[[ Records for this task open ]]
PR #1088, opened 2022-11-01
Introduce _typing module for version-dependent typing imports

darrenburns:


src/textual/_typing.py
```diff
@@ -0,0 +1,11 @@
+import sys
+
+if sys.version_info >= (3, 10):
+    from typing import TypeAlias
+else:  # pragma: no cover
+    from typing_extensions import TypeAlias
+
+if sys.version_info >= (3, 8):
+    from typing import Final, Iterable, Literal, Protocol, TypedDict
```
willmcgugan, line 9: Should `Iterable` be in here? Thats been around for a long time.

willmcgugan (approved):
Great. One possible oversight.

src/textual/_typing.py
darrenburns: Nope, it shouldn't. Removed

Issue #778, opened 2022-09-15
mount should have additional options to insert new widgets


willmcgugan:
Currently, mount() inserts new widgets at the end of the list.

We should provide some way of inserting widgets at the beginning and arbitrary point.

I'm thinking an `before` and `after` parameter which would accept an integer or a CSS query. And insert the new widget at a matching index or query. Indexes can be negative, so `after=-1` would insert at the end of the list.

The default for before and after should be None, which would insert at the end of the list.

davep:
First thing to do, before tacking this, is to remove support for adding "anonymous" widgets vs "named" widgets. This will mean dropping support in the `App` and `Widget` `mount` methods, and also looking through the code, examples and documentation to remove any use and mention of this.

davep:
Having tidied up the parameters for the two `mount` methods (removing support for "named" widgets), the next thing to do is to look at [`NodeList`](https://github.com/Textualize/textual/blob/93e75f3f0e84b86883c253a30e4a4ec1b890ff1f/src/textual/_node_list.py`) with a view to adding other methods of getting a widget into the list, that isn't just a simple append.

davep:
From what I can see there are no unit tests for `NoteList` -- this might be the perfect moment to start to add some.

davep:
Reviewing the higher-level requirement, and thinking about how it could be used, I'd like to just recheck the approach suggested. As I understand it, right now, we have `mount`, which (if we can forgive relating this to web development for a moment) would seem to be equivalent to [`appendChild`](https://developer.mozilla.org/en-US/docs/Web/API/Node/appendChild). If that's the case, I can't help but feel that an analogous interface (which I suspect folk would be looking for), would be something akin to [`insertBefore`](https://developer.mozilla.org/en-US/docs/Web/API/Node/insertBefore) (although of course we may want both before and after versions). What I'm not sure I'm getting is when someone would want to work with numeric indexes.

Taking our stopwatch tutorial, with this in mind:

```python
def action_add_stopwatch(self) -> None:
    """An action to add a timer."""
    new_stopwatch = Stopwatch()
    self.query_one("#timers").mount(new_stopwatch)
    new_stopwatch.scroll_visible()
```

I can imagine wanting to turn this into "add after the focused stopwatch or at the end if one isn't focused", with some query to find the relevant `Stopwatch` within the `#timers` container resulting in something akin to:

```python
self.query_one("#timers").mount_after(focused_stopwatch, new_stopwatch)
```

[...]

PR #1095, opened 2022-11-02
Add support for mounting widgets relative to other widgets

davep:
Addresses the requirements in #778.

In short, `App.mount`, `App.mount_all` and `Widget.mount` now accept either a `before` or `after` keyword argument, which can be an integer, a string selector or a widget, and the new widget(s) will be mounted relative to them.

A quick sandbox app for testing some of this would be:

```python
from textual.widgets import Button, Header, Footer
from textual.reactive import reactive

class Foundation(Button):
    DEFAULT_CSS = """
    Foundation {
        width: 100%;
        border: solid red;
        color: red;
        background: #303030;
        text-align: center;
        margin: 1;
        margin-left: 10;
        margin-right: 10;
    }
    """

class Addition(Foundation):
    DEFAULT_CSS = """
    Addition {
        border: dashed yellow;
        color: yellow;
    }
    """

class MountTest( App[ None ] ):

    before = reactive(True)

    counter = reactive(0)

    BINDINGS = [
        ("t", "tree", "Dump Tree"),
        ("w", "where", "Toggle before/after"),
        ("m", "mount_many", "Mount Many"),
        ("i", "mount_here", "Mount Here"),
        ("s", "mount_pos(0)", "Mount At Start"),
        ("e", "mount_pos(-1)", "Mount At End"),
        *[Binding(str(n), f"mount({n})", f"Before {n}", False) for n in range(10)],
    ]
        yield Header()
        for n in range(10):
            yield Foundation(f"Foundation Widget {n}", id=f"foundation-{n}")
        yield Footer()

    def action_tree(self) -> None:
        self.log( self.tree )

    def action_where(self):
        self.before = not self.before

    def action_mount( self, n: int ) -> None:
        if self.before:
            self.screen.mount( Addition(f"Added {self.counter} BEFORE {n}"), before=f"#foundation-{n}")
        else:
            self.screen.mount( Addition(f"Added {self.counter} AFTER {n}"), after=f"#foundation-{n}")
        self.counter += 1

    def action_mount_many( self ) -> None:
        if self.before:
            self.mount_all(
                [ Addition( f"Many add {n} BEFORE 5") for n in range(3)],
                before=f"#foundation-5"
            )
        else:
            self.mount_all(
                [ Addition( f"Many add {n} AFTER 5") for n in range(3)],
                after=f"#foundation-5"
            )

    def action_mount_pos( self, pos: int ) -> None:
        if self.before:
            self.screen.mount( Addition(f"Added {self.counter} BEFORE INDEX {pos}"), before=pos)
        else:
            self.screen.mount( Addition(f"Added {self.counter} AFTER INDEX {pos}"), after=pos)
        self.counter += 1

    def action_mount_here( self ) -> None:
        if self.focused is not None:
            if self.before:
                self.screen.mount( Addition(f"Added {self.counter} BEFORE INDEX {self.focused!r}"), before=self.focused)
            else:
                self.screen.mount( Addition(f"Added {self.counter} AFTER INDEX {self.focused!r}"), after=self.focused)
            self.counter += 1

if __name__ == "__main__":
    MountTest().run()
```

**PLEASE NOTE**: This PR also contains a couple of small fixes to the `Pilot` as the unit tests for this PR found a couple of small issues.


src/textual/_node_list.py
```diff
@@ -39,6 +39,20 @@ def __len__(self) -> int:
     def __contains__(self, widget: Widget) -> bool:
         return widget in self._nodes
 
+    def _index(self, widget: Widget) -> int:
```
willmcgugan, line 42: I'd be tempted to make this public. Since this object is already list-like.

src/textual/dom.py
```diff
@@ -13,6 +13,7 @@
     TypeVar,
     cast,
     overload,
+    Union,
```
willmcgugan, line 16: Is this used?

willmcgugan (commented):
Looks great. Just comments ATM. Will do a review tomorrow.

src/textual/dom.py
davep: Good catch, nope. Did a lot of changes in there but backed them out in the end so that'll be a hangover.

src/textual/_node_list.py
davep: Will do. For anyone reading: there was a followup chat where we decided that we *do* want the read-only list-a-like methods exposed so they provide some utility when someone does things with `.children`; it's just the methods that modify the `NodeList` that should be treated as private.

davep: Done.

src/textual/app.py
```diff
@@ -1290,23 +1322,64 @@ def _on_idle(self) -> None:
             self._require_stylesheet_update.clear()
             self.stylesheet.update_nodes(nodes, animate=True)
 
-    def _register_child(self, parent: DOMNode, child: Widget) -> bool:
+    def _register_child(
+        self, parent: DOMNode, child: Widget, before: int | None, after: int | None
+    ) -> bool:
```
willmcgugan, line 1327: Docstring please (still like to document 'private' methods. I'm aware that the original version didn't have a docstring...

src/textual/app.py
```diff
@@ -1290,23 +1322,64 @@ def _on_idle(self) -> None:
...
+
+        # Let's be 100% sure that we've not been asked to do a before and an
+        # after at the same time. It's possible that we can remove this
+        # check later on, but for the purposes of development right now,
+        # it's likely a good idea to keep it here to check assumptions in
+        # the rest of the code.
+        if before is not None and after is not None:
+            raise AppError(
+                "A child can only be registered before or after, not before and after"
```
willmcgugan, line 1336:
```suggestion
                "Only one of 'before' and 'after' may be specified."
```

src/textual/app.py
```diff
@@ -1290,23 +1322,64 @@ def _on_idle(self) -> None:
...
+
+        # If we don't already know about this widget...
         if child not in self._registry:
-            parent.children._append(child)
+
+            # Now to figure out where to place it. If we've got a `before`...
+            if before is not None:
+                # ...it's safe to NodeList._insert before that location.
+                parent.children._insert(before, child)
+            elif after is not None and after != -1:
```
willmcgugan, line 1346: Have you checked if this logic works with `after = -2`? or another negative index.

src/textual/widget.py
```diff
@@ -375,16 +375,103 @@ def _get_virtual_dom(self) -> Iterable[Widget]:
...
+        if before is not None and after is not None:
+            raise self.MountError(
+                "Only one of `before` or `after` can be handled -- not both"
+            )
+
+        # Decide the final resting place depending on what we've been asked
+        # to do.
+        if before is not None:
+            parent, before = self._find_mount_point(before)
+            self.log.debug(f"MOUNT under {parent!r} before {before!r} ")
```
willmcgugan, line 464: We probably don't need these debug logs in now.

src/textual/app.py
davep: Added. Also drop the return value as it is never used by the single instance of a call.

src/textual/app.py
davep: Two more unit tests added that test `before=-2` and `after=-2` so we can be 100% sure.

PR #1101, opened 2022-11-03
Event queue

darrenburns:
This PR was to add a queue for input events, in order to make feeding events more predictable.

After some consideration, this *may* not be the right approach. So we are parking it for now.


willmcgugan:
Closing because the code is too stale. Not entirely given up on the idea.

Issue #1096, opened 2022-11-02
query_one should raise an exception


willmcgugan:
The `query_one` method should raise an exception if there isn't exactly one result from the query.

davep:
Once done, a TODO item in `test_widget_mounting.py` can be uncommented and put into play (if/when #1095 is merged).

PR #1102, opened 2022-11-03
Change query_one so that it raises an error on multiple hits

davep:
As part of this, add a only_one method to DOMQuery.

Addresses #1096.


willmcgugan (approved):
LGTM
[[ Records for this task closed ]]
[[ Records for this task open ]]
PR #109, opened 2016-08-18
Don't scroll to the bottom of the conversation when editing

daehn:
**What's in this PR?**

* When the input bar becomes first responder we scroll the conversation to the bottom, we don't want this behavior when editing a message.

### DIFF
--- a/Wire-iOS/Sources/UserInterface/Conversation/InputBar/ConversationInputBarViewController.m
[[ Records for this task closed ]]
[[ Records for this task open ]]
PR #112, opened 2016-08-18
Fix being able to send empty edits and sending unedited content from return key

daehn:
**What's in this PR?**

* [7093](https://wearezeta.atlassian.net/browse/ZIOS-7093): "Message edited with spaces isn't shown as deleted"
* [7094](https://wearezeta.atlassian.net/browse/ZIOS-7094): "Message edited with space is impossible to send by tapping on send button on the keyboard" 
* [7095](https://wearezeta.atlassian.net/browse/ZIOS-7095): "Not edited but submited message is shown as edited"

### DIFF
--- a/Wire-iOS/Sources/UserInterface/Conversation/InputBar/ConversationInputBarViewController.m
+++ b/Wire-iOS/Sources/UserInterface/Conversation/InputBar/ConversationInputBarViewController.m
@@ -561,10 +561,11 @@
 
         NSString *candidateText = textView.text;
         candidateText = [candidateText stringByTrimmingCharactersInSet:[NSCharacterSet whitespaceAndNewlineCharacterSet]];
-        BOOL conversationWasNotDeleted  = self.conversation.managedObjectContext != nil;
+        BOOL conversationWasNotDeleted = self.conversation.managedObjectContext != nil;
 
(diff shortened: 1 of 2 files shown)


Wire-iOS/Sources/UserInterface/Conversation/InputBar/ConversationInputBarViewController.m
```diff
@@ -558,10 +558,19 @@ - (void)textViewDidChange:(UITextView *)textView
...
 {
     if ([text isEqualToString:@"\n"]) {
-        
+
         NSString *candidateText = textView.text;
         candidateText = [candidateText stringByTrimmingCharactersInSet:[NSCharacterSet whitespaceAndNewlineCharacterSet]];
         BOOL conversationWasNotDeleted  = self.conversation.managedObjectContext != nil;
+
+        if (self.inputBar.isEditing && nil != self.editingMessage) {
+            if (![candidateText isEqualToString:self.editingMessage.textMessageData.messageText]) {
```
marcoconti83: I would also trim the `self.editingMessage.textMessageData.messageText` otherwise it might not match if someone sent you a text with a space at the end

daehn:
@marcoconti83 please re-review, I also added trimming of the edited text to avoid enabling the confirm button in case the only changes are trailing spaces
[[ Records for this task closed ]]
What is needed is a single figure, the number of lines in the entries above that contain "reactive".

3